PR #8132, opened 2025-01-25
[MemoryBanking] Adjust default dimension

jiahanxie353:
This patch adjusts the default dimension for banking. It used be the outer most dimension (=0), but I think it makes more sense to default to the innermost dimension. For example, if we have:
```mlir
memref.global @__constant_4x2_i32 [[1, 2], [3, 4], [5, 6], [7, 8]] : memref<4x2xi32>
```
if we bank with factor = 2 in a round-robin way, it makes more sense to be:
```mlir
memref.global @__constant_4x2_i32_bank0 [[1], [3], [5], [7]] : memref<4x1xi32>
memref.global @__constant_4x2_i32_bank1 [[2], [4], [6], [8]] : memref<4x1xi32>
```
since it'll preserve the same order as the banking result after flattening to a 1-d array.

Additionally, we further require it to be the innermost dimension that has _shape not equals to 1_. It's not uncommon to have memrefs like:
```mlir
memref.global @__constant_4x1_i32 [[1], [2], [3], [4]] : memref<4x1xi32>
```
if we have a case above, the banked results are:
```mlir
memref.global @__constant_2x1_i32_bank0 [[1], [3]] : memref<2x1xi32>
memref.global @__constant_2x1_i32_bank1 [[2], [4]] : memref<2x1xi32>
```

The story behind this requirement is we can only specify a single `banking-factor` and `dimension` via `circt-opt` command line option for all `memref`s across the program. It is possible that all multi-dim `memref`s have all of their dimensions' shapes > 1 but one or two with shapes like `memref<4x1>`. So instead of having those few special `memref`s disable the entire transformation pass by triggering the assertion failure: https://github.com/llvm/circt/blob/0cea50e9e7d28044485a0e9547de013049b70ecd/lib/Transforms/MemoryBanking.cpp#L82, we adjust the default bahavior.

I hope this understanding makes sense.

### DIFF
--- a/lib/Transforms/MemoryBanking.cpp
+++ b/lib/Transforms/MemoryBanking.cpp
@@ -44,7 +44,7 @@ struct MemoryBankingPass
   MemoryBankingPass(const MemoryBankingPass &other) = default;
   explicit MemoryBankingPass(
       std::optional<unsigned> bankingFactor = std::nullopt,
-      std::optional<unsigned> bankingDimension = std::nullopt) {}
+      std::optional<int> bankingDimension = std::nullopt) {}
 
   void runOnOperation() override;
 
@@ -200,30 +200,41 @@ SmallVector<Value, 4> handleGetGlobalOp(memref::GetGlobalOp getGlobalOp,
   return banks;
 }
 
+std::optional<int> getBankingDimension(std::optional<int> bankingDimensionOpt,
+                                       int64_t rank, ArrayRef<int64_t> shape) {
+  // If the banking dimension is already specified, return it.
+  // Note, the banking dimension will always be nonempty because TableGen will
+  // assign it with a default value -1 if it's not specified by the user. Thus,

-.-.-

What you are asked to do: The lines you need are those holding the word "makes"; copy each of them from the material above.

Task output:
This patch adjusts the default dimension for banking. It used be the outer most dimension (=0), but I think it makes more sense to default to the innermost dimension. For example, if we have:
if we bank with factor = 2 in a round-robin way, it makes more sense to be:
I hope this understanding makes sense.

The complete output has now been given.